Getting a logon sequence with ssl, portal redirects, etc. to be reliably repeatable
The captured authentication sequence from the proxy server for a project I am working on looks roughly as follows:
http://URL Transaction complete
http://URL/portal Transaction complete
Layering ssl over existing socket
http://URL/portal Transaction complete
Layering ssl over existing socket
https://www.wslx.URL/login.cgi?WslIP=address&back=OtherURL Transaction complete
https://www.wslx.URL/auth.cgi Transaction complete
http://URL/portal Transaction complete
http://URL/portal Transaction complete
http://URL/portal/sso/sso.asp Transaction complete
http://URL/portal/admin/dologin.asp Transaction complete
In general, must I copy all of these into the scraping session and parameterize the userid and password to reproduce a reliable logon sequence for the session?
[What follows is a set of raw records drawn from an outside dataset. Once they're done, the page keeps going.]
PR #427, opened 2026-06-01
Add initial guess support for iterative solvers

### LINKED ISSUE #376: Incorporate initial guesses into residual for iterative solvers.
### Summary

We should have an option to add an initial guess (for iterative refinement or regular iterative solve).
If there is an initial guess $`x`$ to the solution of $`Ax=b`$, we can compute $`r=b-Ax`$.
We then solve $`Ay=r`$ and return $`x+y`$ as the solution.
An ideal implementation is one where we have the same function name and it can take either two arguments ($`A,b`$) or three ($`A,b,x`$). The first is the current implementation, and the second will add a wrapper that stores the initial guess, and add it to the solution obtained from solving $`Ay=r`$.

### Rationale

Right now, when we use an iterative solver directly, we have no option of supplying an initial guess. When we use it for iterative refinement, we use an initial guess in a way that is less numerically accurate.

### Description

Some features to make this complete:

1. Check if $`|b|_2`<`|b-Ax|_2`$. If it is, warn the user that their initial guess is worse than all 0s and ignore that initial guess.
2. If a nonzero guess was supplied, check if $`|b-Ax-Ay|_2`>`|b-Ax|_2`$. Note that the order of subtraction is important for the left side. If it is, warn the user that the iterative solver was not able to find a solution better than the initial guess, and output $`x`$ (not $`x+y`$). For iterative refinement, this corresponds to not improving upon the direct solve.

### Additional information

_No response_

tamar-dewilde:
## Description

The current solver already uses `solve(rhs, x)` for the initial guess path. This PR adds the remaining safeguards requested in #376 and adds tests for the bad guess and accepted guess cases.
 
Closes #376 
 
@shakedregev 

 ## Proposed changes

- Warn and ignore the initial guess if its residual is worse than the zero-vector residual.
- Restore the accepted initial guess if the correction does not improve it.
- Preserve the current left/right preconditioning behavior and true residual reporting.
- Add tests for bad and accepted initial guesses in `testSysGmres.cpp`.
- Update `CHANGELOG.md`.

 
 ## Checklist
 
 
 

     - [x] CPU backend
     - [x] CUDA backend
     - [x] HIP backend
     - [x] CPU backend
     - [x] CUDA backend
     - [x] HIP backend
 
 ## Further comments

During CUDA validation, the warning build surfaced existing CUDA deprecation warnings in unrelated direct-solver/cuSPARSE/cuSolverRF paths. The modified files compiled without new warnings.

One manual CUDA `sysGmres.exe` run using the `ACTIVSg200` matrix hit an existing Gram-Schmidt zero-norm assertion. The same example passed on CUDA with the smaller `A_asymmetric01/b_asymmetric01` test pair, and the targeted CUDA GMRES tests passed.

### DIFF
--- a/resolve/LinSolverIterativeFGMRES.cpp
+++ b/resolve/LinSolverIterativeFGMRES.cpp
@@ -153,13 +153,25 @@ namespace ReSolve
     int k1         = 0;
 
     real_type   t             = 0.0;
-    real_type   res_norm      = 0.0; // Residual norm used used for convergence
+    real_type   res_norm      = 0.0; // Residual norm used for convergence
     real_type   rhs_norm      = 0.0; // Right-hand side norm used for convergence
     real_type   true_res_norm = 0.0; // True (unpreconditioned) residual norm ||b - Ax|| for reporting
     real_type   true_rhs_norm = 0.0; // True (unpreconditioned) right-hand side norm ||b|| for reporting
+    real_type   initial_rnorm = 0.0;
+    real_type   final_rnorm   = 0.0;
+    real_type   xnorm         = 0.0;
     real_type   tolrel;
     vector_type vec_v(n_);
     vector_type vec_z(n_);
+    vector_type x_initial(x->getSize());
+
+    x_initial.allocate(memspace_);
+    x_initial.copyFromExternal(x, memspace_, memspace_);
+
+    xnorm = vector_handler_->dot(&x_initial, &x_initial, memspace_);
+    xnorm = std::sqrt(xnorm);
+
+    bool check_initial_guess = (xnorm > MACHINE_EPSILON);
 
     // Compute initial residual norm.
     // V[0] = ||b - A*x0||         for right preconditioning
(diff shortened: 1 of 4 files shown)


pelesh (dismissed):
Mark as ready to merge when the work on this feature is complete.

#417 needs to be reviewed and merged, first. Then this branch needs to be rebased.

resolve/LinSolverIterativeFGMRES.cpp
```diff
@@ -153,13 +153,25 @@ namespace ReSolve
...
+    real_type   xnorm         = 0.0;
     real_type   tolrel;
     vector_type vec_v(n_);
     vector_type vec_z(n_);
+    vector_type x_initial(x->getSize());
+
+    x_initial.allocate(memspace_);
+    x_initial.copyFromExternal(x, memspace_, memspace_);
+
+    xnorm = vector_handler_->dot(&x_initial, &x_initial, memspace_);
```
shakedregev: x_norm

resolve/LinSolverIterativeFGMRES.cpp
```diff
@@ -427,6 +462,16 @@ namespace ReSolve
 
       if (!outer_flag)
       {
+        final_rnorm = true_res_norm;
+
+        if (check_initial_guess && final_rnorm > initial_rnorm)
+        {
+          out::warning() << "Iterative solver did not improve the initial guess. Returning the initial guess.\n";
+          x->copyFromExternal(&x_initial, memspace_, memspace_);
+          final_rnorm   = initial_rnorm;
```
shakedregev: r_norm

shakedregev (commented):
Looks good. Make the small corrections and I'll test it.

resolve/LinSolverIterativeFGMRES.cpp
tamar-dewilde: I updated `xnorm` to `x_norm`. I also noticed the existing variable `tolrel` nearby. Do you want that renamed to `tol_rel` as part of this cleanup, or should I leave it unchanged since it was already in the file?

shakedregev: yes

shakedregev (approved):
Great work, all tests pass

What is the significance of the "layering ssl over existing socket" and must it be copied to the scraping session. Any assistance in this area would be much appreciated. Once I reliably login, the balance of data extraction seems to work very well.
Thanks!
"Layering ssl over existing
"Layering ssl over existing socket" is simply what screen-scraper says in order to notify you that it's proxying over an https transaction. If it's left in your list of proxy'd pages, you can safely ignore it when recreating the login process.
screen-scraper will also handle standard redirects all by itself. This being the case, you likely won't need to make 10 seperate scrapableFiles. I'd start with the first one, and then run your session and see what page it ends up on. You'll likely get one or two pages into the process just from standard redirects that screen-scraper follows.
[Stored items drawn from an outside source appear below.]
PR #429, opened 2026-06-03
Add timing capabilities to the examples

### LINKED ISSUE #326: Add timing capabilities to the examples
### Summary

Add the ability to set a flag that will time the solution of each linear system in `gpuRefactor` and `kluRefactor`.
Use the new code to test both examples on HIP and CUDA. 

### Rationale

There is no way to compare cross platform or cross solver currently.

### Description

The matrices are on Frontier at `/ccs/proj/eng151`.
Use the high resolution clock from the chronos library for timing. Do not include reading or writing from files or printing in the timing.

Test on the gridkit problems there for N=125, 250, 500, and 1k. (Note that this is some internal variable to GridKit. The size of the matrix $`n=36N-2`$. $`nnz\approx 5.5n`$)

We need 9 graphs overall. For each problem we need the solution time and residual for each system with all 4 methods (8 total). The last graph will show the scaling of the average (over all systems) runtime on each problem, for each solver+hardware.

### Additional information

@pelesh - feel free to add details.

tamar-dewilde:
## Description
 
This PR adds optional timing output to the refactor examples for the GridKit timing workflow.

When run with `-t` or `--time`, each example prints one machine-readable timing row per linear system:

```text
TIMING,example,backend,ir_enabled,system,time_ms
```

The timed region excludes file input and summary/timing output. For GPU examples, the active GPU backend is synchronized before reading host-side timing so CUDA/HIP timings include completed device work.

This PR also adds helper scripts under `scripts/timimg/` to parse benchmark logs into CSV and generate the requested timing/residual plots.
 
Closes #326
 
@shakedregev 
 

 ## Proposed changes
 
- Add `-t` / `--time` timing output to `gpuRefactor`.
- Add `-t` / `--time` timing output to `kluRefactor`.
- Add timing support to the remaining refactor examples:
  -gluRefactor
  -sysRefactor
- Add GPU synchronization around timed regions in GPU examples.
- Fix the `kluRefactor -i` path so iterative refinement runs with a valid residual check.
- Add benchmark utilities under `scripts/timing/`:
  - `parse_refactor_logs.py`
  - `plot_refactor_results.py`
  - `README.md`

 
 ## Checklist
 
 
 

     - [x] CPU backend
     - [x] CUDA backend
     - [x] HIP backend
     - [x] CPU backend
     - [x] CUDA backend
     - [x] HIP backend
     - CPU and HIP warning builds completed cleanly. The CUDA warning build completed, but emitted existing CUDA/cuSPARSE/cuSOLVER deprecation warnings unrelated to this PR. 
 
 ## Further comments
 
I kept the benchmark workflow split into three parts:

```text
example timing output -> saved logs -> Python post-processing scripts
```
This keeps the C++ changes limited to optional timing output and avoids adding Frontier specific benchmark running logic to the examples.

I considered making the Python scripts run and name the benchmark logs directly, but that would require encoding build paths, matrix/RHS prefixes, backend setup, and Frontier specific run details. Keeping the scripts as post-processing utilities makes them easier to reuse for both local smoke tests and Frontier runs.

The Python scripts are post-processing utilities only. They do not run the examples or change solver behavior. Generated logs, CSV files, and plots are intentionally not committed.

AI/tooling note: Since we have not formally discussed LLM-assisted development workflows yet, I am disclosing that I used ChatGPT as a drafting and review aid while developing the Python parsing/plotting utilities more quickly. I reviewed and tested the scripts locally before adding them.


tamar-dewilde:
Update after adding the remaining refactor examples and documentation:

I added timing support for the remaining requested refactor examples and updated the documentation. Then I regenerated the requested nine benchmark plots for GridKit `N=125`, `N=250`, `N=500`, and `N=1000`.

Updates included:

- Added timing support for:
  - `gluRefactor`
  - `sysRefactor`
- Renamed the benchmark utility folder from scripts/issue326/ to scripts/timing/.
- Updated the GridKit timing README with:
  - Frontier CPU/KLU log collection
  - Frontier HIP log collection
  - local CUDA log collection
  - Frontier allocation references
  - OLCF data-transfer references
  - expected log naming
  - CSV parsing
  - plot generation

The plotted methods are:

- `CPU klu`
- `CPU klu_ir`
- `CPU sys_refactor`
- `HIP gpu_refactor`
- `HIP gpu_refactor_ir`
- `HIP sys_refactor`
- `HIP sys_refactor_ir`
- `CUDA gpu_refactor`
- `CUDA gpu_refactor_ir`
- `CUDA glu`
- `CUDA sys_refactor`

Benchmark notes:

Benchmark notes:

-HIP, CPU KLU, and CPU/HIP sysRefactor logs were collected on Frontier using the GridKit matrices in `/ccs/proj/eng151`.
-CUDA logs were collected locally using the same GridKit matrices copied from `/ccs/proj/eng151`.
-While regenerating the full GridKit benchmark set, CUDA `sysRefactor -i` reproducibly hit an existing Gram-Schmidt zero-norm assertion during `N=125`, system 18. Since this is in the shared FGMRES/Gram-Schmidt solver path rather than the timing code, I excluded that partial CUDA `sysRefactor -i` path from the final CSV/plots and will treat it as a separate debug item unless you want it handled in this PR.
-The final CSV combines the completed CPU, HIP, and CUDA logs and produces the nine requested plots:
  -solve time per system for each `N`
  -residual per system for each `N`
  -average solve-time scaling over all systems

average_solve_time_scaling
N125_residual
N125_solve_time
N250_residual
N250_solve_time
N500_residual
N500_solve_time
N1000_residual
N1000_solve_time

shakedregev (commented):
This is great work! I know we didn't have it in the issue, but it would be great to have this for the other `Refactor` codes (glu and sys). 
@pelesh - what do you think about having the python scripts here? It's pretty convenient (maybe we can just change the folder name).

scripts/timing/README.md
```diff
@@ -0,0 +1,505 @@
+# GridKit timing utilities
```
nkoukpaizan: I recommend disentangling `GridKit` and `ReSolve` in this README. The timing utilities themselves are in ReSolve. It's being applied to GridKit data, but that does not have to be the case.

tamar-dewilde: Thanks, that makes sense. I had run a correction script on the README after renaming `scripts/issue326/` to `scripts/timing/`, and the replacement was too broad.

I updated it so the scripts are described as ReSolve refactor timing utilities, with GridKit framed as one example benchmark workflow/data set rather than the purpose of the utilities themselves.

shakedregev (approved):
Great work. I tested this on different matrices also and it still worked.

You'll likely find that the website tries to put you on a roller coaster. For example, after one or two redirects, you may have to examine the source of the page on which you stopped, and see if there is a redirect built into a javascript timer. For instance, logging into hiring.monster.com required me to do a postback onto one of the pages during the process, wait a couple of redirects, and then it would sit on a page for a hard-coded 5 seconds before javascript would then direct me into another set of 4 redirects.
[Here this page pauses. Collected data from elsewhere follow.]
PR #428, opened 2026-06-02
Fix make test_install failure

pelesh:
## Description
 
 Target `make test_install` fails if the default compiler on the installation machine is different from the compiler Re::Solve is built with, for example, if you build Re::Solve with GCC on a Mac.

 ## Proposed changes
 
 Test script should pass compiler installation to the consumer test, together with all the other build info.

 ## Checklist
 
 
- [x] All tests pass (`make test` and `make test_install` per testing [instructions](https://github.com/ORNL/ReSolve?tab=readme-ov-file#test-and-deploy)). Code tested on
     - [x] CPU backend
     - [x] CUDA backend
     - [x] HIP backend
- [x] I have manually run the non-experimental examples and verified that residuals are close to machine precision. (In your build directory run: `./examples/<your_example>.exe -h` to get instructions how to run examples). Code tested on:
     - [x] CPU backend
     - [x] CUDA backend
     - [x] HIP backend
- [x] Code compiles cleanly with flags `-Wall -Wpedantic -Wconversion -Wextra`.
- [x] The new code follows Re::Solve style guidelines.
- [x] There are unit tests for the new code.
- [x] The new code is documented.
- [x] The feature branch is rebased with respect to the target branch.
- N/A I have updated [CHANGELOG.md](/CHANGELOG.md) to reflect the changes in this PR. If this is a minor PR that is part of a larger fix already included in the file, state so.
 
 ## Further comments

PR #434, opened 2026-06-04
Fix potential failure in `make test_install`

pelesh:
## Description
 
If `make test_install` is called before `make install` call, the test will fail giving misleading feedback that something is wrong with the installation configuration. See e.g. #428 

 ## Proposed changes
 
 Enforce installation as a part of the target `test_install`. One-line fix suggested.

 ## Checklist
 

- [ ] All tests pass (`make test` and `make test_install` per testing [instructions](https://github.com/ORNL/ReSolve?tab=readme-ov-file#test-and-deploy)). Code tested on
     - [x] CPU backend
     - [x] CUDA backend
     - [x] HIP backend
- [ ] I have manually run the non-experimental examples and verified that residuals are close to machine precision. (In your build directory run: `./examples/<your_example>.exe -h` to get instructions how to run examples). Code tested on:
     - [x] CPU backend
     - [x] CUDA backend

In the event that you find these JS redirects, you can either hardcode the redirect URL into another scrapable file for the session to continue with, or you could be more variable in the matter and use an extractor pattern on the source to get the JS redirect URL.
So, the short answer is: No, in general you only have to have a fraction of the scrapeableFiles shown in a big login process like that. However, you'll never know how many for sure until you begin doing them one by one and watching the automatic redirects (that screen-scraper is doing for you) in the log as you execute the session periodically when you're building the login process.